Please say how many lines in the records below contain the word "different", giving the number alone.

• [SUPPLIED RECORDS]
────────────────────────────────────────
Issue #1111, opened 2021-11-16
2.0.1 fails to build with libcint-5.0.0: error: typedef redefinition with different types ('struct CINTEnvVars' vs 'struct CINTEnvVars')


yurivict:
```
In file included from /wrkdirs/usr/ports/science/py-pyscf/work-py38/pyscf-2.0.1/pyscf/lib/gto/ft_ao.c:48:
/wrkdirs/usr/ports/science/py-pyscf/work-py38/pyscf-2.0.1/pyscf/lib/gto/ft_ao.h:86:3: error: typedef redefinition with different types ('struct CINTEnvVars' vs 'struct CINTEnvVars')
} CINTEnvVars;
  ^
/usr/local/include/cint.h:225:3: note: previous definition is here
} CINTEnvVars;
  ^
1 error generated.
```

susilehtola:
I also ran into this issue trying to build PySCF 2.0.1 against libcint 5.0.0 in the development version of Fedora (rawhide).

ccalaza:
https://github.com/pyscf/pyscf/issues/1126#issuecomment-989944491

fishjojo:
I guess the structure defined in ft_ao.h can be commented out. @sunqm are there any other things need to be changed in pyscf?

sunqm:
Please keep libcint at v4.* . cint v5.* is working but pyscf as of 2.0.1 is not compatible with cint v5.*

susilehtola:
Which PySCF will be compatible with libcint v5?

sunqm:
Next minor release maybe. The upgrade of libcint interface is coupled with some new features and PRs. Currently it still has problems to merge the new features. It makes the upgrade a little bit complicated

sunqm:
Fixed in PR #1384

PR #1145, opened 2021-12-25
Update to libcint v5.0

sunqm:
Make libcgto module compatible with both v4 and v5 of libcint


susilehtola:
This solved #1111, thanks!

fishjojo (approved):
────────────────────────────────────────
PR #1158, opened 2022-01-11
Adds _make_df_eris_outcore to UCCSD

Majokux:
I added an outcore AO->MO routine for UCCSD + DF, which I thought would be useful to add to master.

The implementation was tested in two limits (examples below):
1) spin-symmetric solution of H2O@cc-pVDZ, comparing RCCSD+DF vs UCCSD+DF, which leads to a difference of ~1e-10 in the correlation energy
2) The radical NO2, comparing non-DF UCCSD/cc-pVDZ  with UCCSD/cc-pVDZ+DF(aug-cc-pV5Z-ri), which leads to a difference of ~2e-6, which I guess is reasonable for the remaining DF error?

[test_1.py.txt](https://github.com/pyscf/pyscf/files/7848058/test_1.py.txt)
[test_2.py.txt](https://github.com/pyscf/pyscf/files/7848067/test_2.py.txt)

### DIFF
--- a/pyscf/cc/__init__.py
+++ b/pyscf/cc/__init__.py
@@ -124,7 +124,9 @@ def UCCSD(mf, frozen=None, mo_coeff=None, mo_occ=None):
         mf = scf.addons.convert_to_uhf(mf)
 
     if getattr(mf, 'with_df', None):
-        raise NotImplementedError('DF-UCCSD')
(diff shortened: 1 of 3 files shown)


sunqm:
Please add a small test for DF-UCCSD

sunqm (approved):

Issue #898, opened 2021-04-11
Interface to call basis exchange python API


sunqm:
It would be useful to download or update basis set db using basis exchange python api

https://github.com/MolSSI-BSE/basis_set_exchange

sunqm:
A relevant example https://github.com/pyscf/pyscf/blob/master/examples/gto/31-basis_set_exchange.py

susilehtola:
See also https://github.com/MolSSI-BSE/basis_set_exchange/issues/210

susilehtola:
────────────────────────────────────────
• [WRITTEN RESPONSE]
2